• _PROBLEM_
Return every entry exactly.

• _DATA PROVIDED_

· · · · · · ·

PR #1221, opened 2023-06-27
Feature/sg 000 yolo nas dropout support

BloodAxe:
Adds the ability to specify dropout parameters in the YoloNAS model.
Compatibility with pretrained checkpoints remains intact. 
Default values of dropout probas are set to zero to keep existing training recipies intact.
But if users wants, he can customize these in arch params config.


src/super_gradients/modules/dropout_layers.py
```diff
@@ -0,0 +1,43 @@
...
+    >>> class ResNetBlock(nn.Module):
+    >>>   def __init__(self, ..., drop_path_rate:float):
+    >>>     self.drop_path = DropPath(drop_path_rate)
+    >>>
+    >>>   def forward(self, x):
+    >>>     return self.drop_path(x) + self.conv_bn_act(x)
+    """
+
+    def __init__(self, drop_prob: float = 0.0, scale_by_keep: bool = True):
+        super(DropPath, self).__init__()
```
Louis-Dupont, line 35: If you can just add description of params

BloodAxe: Thanks for the suggestion. While adding docs I realized we in fact already have the DropPath implementation. So I update it a little bit with docs and removed mine. But in terms of numerical output they are the same

Louis-Dupont (approved):
LGTM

· · · · · · ·

• _ANSWER AREA_
PR #1221, opened 2023-06-27
Feature/sg 000 yolo nas dropout support

BloodAxe:
Adds the ability to specify dropout parameters in the YoloNAS model.
Compatibility with pretrained checkpoints remains intact. 
Default values of dropout probas are set to zero to keep existing training recipies intact.
But if users wants, he can customize these in arch params config.


src/super_gradients/modules/dropout_layers.py
```diff
@@ -0,0 +1,43 @@
...
+    >>> class ResNetBlock(nn.Module):
+    >>>   def __init__(self, ..., drop_path_rate:float):
+    >>>     self.drop_path = DropPath(drop_path_rate)
+    >>>
+    >>>   def forward(self, x):
+    >>>     return self.drop_path(x) + self.conv_bn_act(x)
+    """
+
+    def __init__(self, drop_prob: float = 0.0, scale_by_keep: bool = True):
+        super(DropPath, self).__init__()
```
Louis-Dupont, line 35: If you can just add description of params

BloodAxe: Thanks for the suggestion. While adding docs I realized we in fact already have the DropPath implementation. So I update it a little bit with docs and removed mine. But in terms of numerical output they are the same

Louis-Dupont (approved):
LGTM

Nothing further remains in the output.